The AMP Limited (ASX: AMP) share price is trading flat at $5.17 after the wealth management, insurance, and financial planning group updated investors on its latest growth strategy today.
The group's big problem over the recent past has been the underperformance of its life insurance business, although over longer time frames it has encountered multiple other problems with the shares down 50% over the past 10 years.
Today the group's CEO flagged that the business will look to tilt to "higher growth, less capital intensive" operations in a bid to drive profitability and presumably shareholder returns higher.
China Growth
Like many Australian businesses searching for growth it seems AMP wants to pivot to the world's second-largest economy in China. It is doing this by partnering with China Life Group in offering pension products to investors or vanilla asset management products across local and international capital markets.
In effect it seems AMP is looking to replicate its core Australian business in China and is "targeting earnings of around $50 million per annum from the China businesses within 5 years".
Australian Strategy
In 2016 AMP posted a net loss of $344 million (mainly due to write downs in its insurance business) and an underlying profit of $486 million. So, while the China strategy is all well and good, management's main focus should be on transforming the core Australian business.
The group hardly mentioned the future of its insurance business in today's update with banks like Macquarie Group Ltd (ASX: MQG), National Australia Bank Ltd (ASX: NAB) and Australia & New Zealand Banking Group (ASX: ANZ) all moving to sell all or part of their insurance operations in recent times.
In developed markets like Australia providing life and other general insurance services is a low margin, capital intensive, scale game, with consumers demanding more and premiums coming under pressure. So the lack of detail over a coherent plan for the transformation of AMP's insurance business may not impress investors.
Today's strategy update also included plans for AMP's main profit earner in its Wealth Management division. Management stating that it plans on "broadening its revenue streams via increasing contributions from advice and SMSF, while continuing to invest in product and platform development".
AMP Capital, which is essentially the group's giant investment management business is also focused on growing revenue steams in particular via new infrastructure and real estate investment funds that have been growing well for the business.
Outlook
Despite its vast scale advantages, wide distribution networks, and the tailwinds of Australia's compulsory superannuation system alongside an 8-year global equity bull market the AMP share price has fallen in half over the last 10 years.

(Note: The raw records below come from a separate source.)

PR #1244, opened 2023-09-15
Add utility script for pulling modules from a MIGraphX trace.

krzysz00:


manupak (approved):
LGTM! 
Disclaimer: I have no clue about perl, so going to trust this is doing what is supposed to do.
(If you want a proper review, might want to ping someone who knows perl)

The main problem with AMP as an equity investment is that its sheer size means it's hard for the business to get costs under control, while efficiently executing on a business model to drive sustainable profit growth. The result is little internal focus on shareholder returns, as staff are perhaps understandably more focused on their own salaries than business performance.
Although AMP's performance may improve with time, as an investor in the financial services space I would suggest focusing on founder-led businesses with a tight control on costs, recruitment, and execution – alongside heavy insider ownership of the shares. After all, human capital and management are the core strengths or weaknesses of any financial services business.
Two of the best businesses ticking some of the boxes on this front are Magellan Financial Group Ltd (ASX: MFG) and Macquarie Group. Overall, despite today's "turnaround" plan, I expect both Macquarie and Magellan will go on to crush the 10-year returns of AMP from here.